Un altro problema che devono affrontare i membri della comunità serba nel ritornare in Croazia riguarda il recupero delle loro proprietà.
Una legge del governo croato prevede che i legittimi proprietari non possano rientrare in possesso dei propri possedimenti fino a che coloro che gli stanno provvisoriamente occupando non hanno un'abitazione alternativa. Secondo l'International Crisis Group questa legge, che a quanto pare non è applicata ai croati che vogliono fare ritorno alle precedenti proprietà, viola non solo la Costituzione croata ma anche le norme internazionali poiché dà precedenza agli "occupanti" provvisori invece che ai legittimi proprietari.

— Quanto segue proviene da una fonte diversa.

PR #2327, opened 2026-05-30
Guard local vector store field size

ZaynJarvis:
## Summary
- cap local vector store scalar payloads to the internal 65535-byte string-field limit before native serialization
- truncate oversized string fields with a marker, preserving primary keys and routing fields where possible
- update the large-fields regression test to assert upsert succeeds and stores valid bounded JSON

## Tests
- ruff check openviking/storage/vectordb/collection/local_collection.py tests/vectordb/test_filter_ops.py
- ruff format --check openviking/storage/vectordb/collection/local_collection.py tests/vectordb/test_filter_ops.py
- python -m pytest tests/vectordb/test_filter_ops.py tests/vectordb/test_openviking_vectordb.py -q --no-cov


ZaynJarvis:
有争议，暂时不动

PR #2332, opened 2026-05-30
fix(openclaw): preserve user turn in afterTurn capture

### LINKED ISSUE #1248: [Bug]: afterTurn auto-capture only captures assistant message, user message is lost, leading to 0 memories extracted

Mijamind719:
## Summary

Closes #1248.

This is a clean replacement for the stale #1256 patch. The approach is the same defensive idea, but it is applied to the current structured `extractNewTurnMessages()` path instead of the old `extractNewTurnTexts()` path.

When OpenClaw reports a `prePromptMessageCount` that starts at the assistant reply, the plugin previously captured only the assistant acknowledgement. That can cause memory extraction to miss user-provided facts. With this change, if the captured afterTurn window has messages but no user text, the extractor prepends the nearest preceding user text before writing the turn to OpenViking.

## Details

- Add `ensureLastUserMessage` to `extractNewTurnMessages()`
- Enable it from OpenClaw `afterTurn` auto-capture
- Keep existing behavior when the captured window already contains user text
- Avoid resurrecting an old user when the captured window has no extractable messages at all
- Include the supplemented user message in diagnostics digest so logs match what is actually captured

## Verification

- `npm test -- --run tests/ut/text-utils.test.ts tests/ut/context-engine-afterTurn.test.ts tests/ut/plugin-normal-flow-real-server.test.ts`
- `OPENVIKING_OPENCLAW_DIST_DIR=/Users/quemingjian/.npm/lib/node_modules/openclaw/dist npm test -- --run tests/ut/plugin-normal-flow-real-server.test.ts`
- `npm test`
- `npm run typecheck`
- `npm run build`

@a31c8j this should address the scenario you reported: with `prePromptMessageCount=1`, OpenViking now receives the user fact first and the assistant acknowledgement second.

### DIFF
--- a/examples/openclaw-plugin/context-engine.ts
+++ b/examples/openclaw-plugin/context-engine.ts
@@ -1317,7 +1317,9 @@ export function createMemoryOpenVikingContextEngine(params: {
             ? afterTurnParams.prePromptMessageCount
             : 0;
 
-        const { messages: extractedMessagesRaw, newCount } = extractNewTurnMessages(messages, start);
+        const { messages: extractedMessagesRaw, newCount } = extractNewTurnMessages(messages, start, {
+          ensureLastUserMessage: true,
+        });
         const extractedMessages = coalesceConsecutiveToolMessages(extractedMessagesRaw);
 
         if (extractedMessages.length === 0) {
@@ -1336,7 +1338,17 @@ export function createMemoryOpenVikingContextEngine(params: {
           const r = (m as Record<string, unknown>).role as string;
           return r === "user" || r === "assistant";
         }) as AgentMessage[];
-        const newMsgFull = messageDigest(newMessages);
+        const capturedMessagesForDigest = extractedMessages.map((msg) => ({
+          role: msg.role,
+          content: msg.parts.map((part) =>
+            part.type === "text"
+              ? { type: "text", text: part.text }
+              : { type: "toolResult", content: part.toolOutput, name: part.toolName },
+          ),
+        })) as AgentMessage[];
+        const newMsgFull = messageDigest(
+          capturedMessagesForDigest.length > 0 ? capturedMessagesForDigest : newMessages,
+        );
         const newTurnTokens = newMsgFull.reduce((s, d) => s + d.tokens, 0);
 
         diag("afterTurn_entry", OVSessionId, {
--- a/examples/openclaw-plugin/tests/ut/context-engine-afterTurn.test.ts
+++ b/examples/openclaw-plugin/tests/ut/context-engine-afterTurn.test.ts
@@ -176,6 +176,28 @@ describe("context-engine afterTurn()", () => {
     expect(client.addSessionMessage.mock.calls[1][2][0].text).toContain("hi there");
   });
 
+  it("includes the latest user message when prePromptMessageCount starts at the assistant reply", async () => {
+    const { engine, client } = makeEngine();
+
+    const messages = [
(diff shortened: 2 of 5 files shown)


Mijamind719:
Correction after re-checking latest OpenClaw main: this PR should not be treated as a required bug fix for current OpenClaw.

I re-audited the latest OpenClaw context-engine path and the reviewer feedback is right: in the current normal chain, `prePromptMessageCount` is derived from the original history length / current-turn boundary, so the afterTurn window should include the current user message plus the assistant reply. The harness test in this PR proves the OpenViking plugin can defend against a manually supplied bad `prePromptMessageCount`, but it does not prove latest OpenClaw naturally produces that bad value.

So the accurate status is: this is defensive hardening for malformed/older host behavior, not a confirmed fix for a currently reproducible latest-OpenClaw bug. I am closing this PR to avoid merging unnecessary code under the wrong premise.

Mijamind719:
Closing after re-checking latest OpenClaw: current upstream normal flow should include the user message; this PR is only defensive hardening and should not be merged as a confirmed #1248 fix.

PR #2337, opened 2026-05-31
Fix Docker latest tag policy

ZaynJarvis:
## Summary
- Fix standalone Docker workflow tag policy so `latest` is not left stale when rebuilding the current release through `workflow_dispatch`.
- Keep `main` scoped to main-branch pushes.
- Refuse manual latest-release rebuilds from the wrong ref, so a `version` input cannot accidentally publish a release tag or `latest` from unrelated branch contents.

## Root cause
`build-docker-image.yml` only emitted `latest` on tag-triggered runs. If the tag-triggered Docker workflow failed and maintainers manually rebuilt the release image with `workflow_dispatch`, the explicit version tag could be updated while `latest` stayed on the previous digest.

## Validation
- `python - <<'PY' ... yaml.safe_load(...)` passed for `.github/workflows/build-docker-image.yml`.
- `git diff --check` passed.
- Verified current registry state: GHCR `latest` currently points to the same digest as `v0.3.22`; `main` points to the latest main image digest separately.

### DIFF
--- a/.github/workflows/build-docker-image.yml
+++ b/.github/workflows/build-docker-image.yml
@@ -68,6 +68,39 @@ jobs:
           fi
           echo "version=${version}" >> "$GITHUB_OUTPUT"
 
+      - name: Resolve Docker tag policy
+        id: docker-tag-policy
+        shell: bash
+        env:
+          EVENT_NAME: ${{ github.event_name }}
+          REF_TYPE: ${{ github.ref_type }}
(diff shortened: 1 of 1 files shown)


ZaynJarvis:
Closing after re-check: GHCR latest currently matches the latest release tag v0.3.22, so this workflow change is unnecessary for the current issue. The observed difference is expected because main has unreleased connection changes; the right follow-up is to cut a new release or test/deploy :main explicitly.

PR #2345, opened 2026-05-31
docs(en): enumerate Video/Audio parser extensions in 06-extraction (match #2341 ZH + source)

r266-tech:
The EN Parser table truncates the Video/Audio extensions as `.mp4, .avi, etc.` / `.mp3, .wav, etc.`. #2341 just enumerated the ZH table to the full lists, and `openviking/parse/parsers/media/constants.py` defines all seven each (`VIDEO_EXTENSIONS`, `AUDIO_EXTENSIONS`). This mirrors them to EN so readers can see the supported `.mov` / `.mkv` / `.webm` / `.flv` / `.wmv` and `.ogg` / `.flac` / `.aac` / `.m4a` / `.opus` formats. The Image row is left as-is to match #2341's scope.


qin-ctx:
not support yet

PR #2374, opened 2026-06-01
fix(client): skip symlinks in directory uploads

ehz0ah:
## Summary
- Skip file and directory symlink entries when the HTTP client zips a local directory for upload.
- Keep uploaded directory archives bounded to real files under the selected root before sending them to `/api/v1/resources/temp_upload`.
- Warn when directory packaging produces an empty archive, such as a directory containing only skipped symlinks.
- Add regression coverage for file symlinks, out-of-root symlinks, directory symlinks, and empty archives.

## Why
Directory uploads are packaged on the client before they reach the server. Once a symlink target is followed into the zip, the server only sees a regular archive entry and cannot tell whether it came from outside the chosen directory. This keeps the local upload boundary enforced at packaging time.

Symlink entries are skipped as aliases, whether they point at files or directories. Real files under the selected root are still included through their normal paths, so in-root symlink targets are not lost. For example, if `upload/alias` points at `upload/data`, the archive includes `data/...` when that real path is walked, but not duplicate `alias/...` entries.

This PR intentionally does not change the existing behavior for files that vanish or become unreadable while the archive is being written. That `zipf.write(...)` race predates this patch and has different upload-completeness semantics from symlink hardening.

## Validation
- `uv run --frozen --extra dev ruff check openviking_cli/client/http.py tests/client/test_rebuild_clients.py`
- `uv run --frozen --extra dev ruff format --check openviking_cli/client/http.py tests/client/test_rebuild_clients.py`
- `uv run --frozen --extra test pytest tests/client/test_rebuild_clients.py --no-cov -q`
- Local server smoke with temporary `HOME`, config, and storage under `/tmp/ov-symlink-smoke.*`: uploaded a directory containing regular files plus file, external, and directory symlinks; both the client-created zip and server-stored temp upload contained only `keep.txt` and `nested/nested.txt`.

Additional broader check:
- `OPENVIKING_CLI_CONFIG_FILE=/tmp/openviking-nonexistent-ovcli.conf uv run --frozen --extra test pytest tests/client --no-cov -q` currently reports 109 passed and 2 failures in existing relation/watch tests outside this upload path.

### DIFF
--- a/openviking_cli/client/http.py
+++ b/openviking_cli/client/http.py
@@ -39,7 +39,7 @@ from openviking_cli.exceptions import (
 )
 from openviking_cli.retrieve.types import FindResult
 from openviking_cli.session.user_id import UserIdentifier
-from openviking_cli.utils import run_async
+from openviking_cli.utils import get_logger, run_async
 from openviking_cli.utils.config.ovcli_config import load_ovcli_config
 from openviking_cli.utils.uri import VikingURI
 
@@ -66,6 +66,8 @@ ERROR_CODE_TO_EXCEPTION = {
     "SESSION_EXPIRED": SessionExpiredError,
     "UNKNOWN": OpenVikingError,
 }
+
+logger = get_logger(__name__)
 
 
 class _HTTPObserver:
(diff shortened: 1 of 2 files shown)


t0saki (approved):
LGTM

PR #2394, opened 2026-06-03
docs(resources): note local directory uploads skip symlink entries (#2374)

r266-tech:
#2374 (skip symlinks in directory uploads) changed what `add_resource` / `add_skill` ingest from a local directory, but the **Additional Notes** ingestion-contract list in `docs/{en,zh}/api/02-resources.md` only documents the `.gitignore` / `ignore_dirs` / `include` / `exclude` filters — not the new symlink skipping.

Inoltre, spesso coloro che fanno ritorno alle proprie case, se vogliono riavere la connessione all'elettricità, devono pagare le bollette accumulate da chi le ha occupate in loro assenza.
Di positivo, nelle tante difficoltà incontrate dai serbi nel recupero delle loro proprietà, vi è che, nel 2002, il governo croato ha finalmente iniziato ad assistere coloro che hanno subito la distruzione delle proprietà a causa di atti terroristici o per mano dell'esercito croato.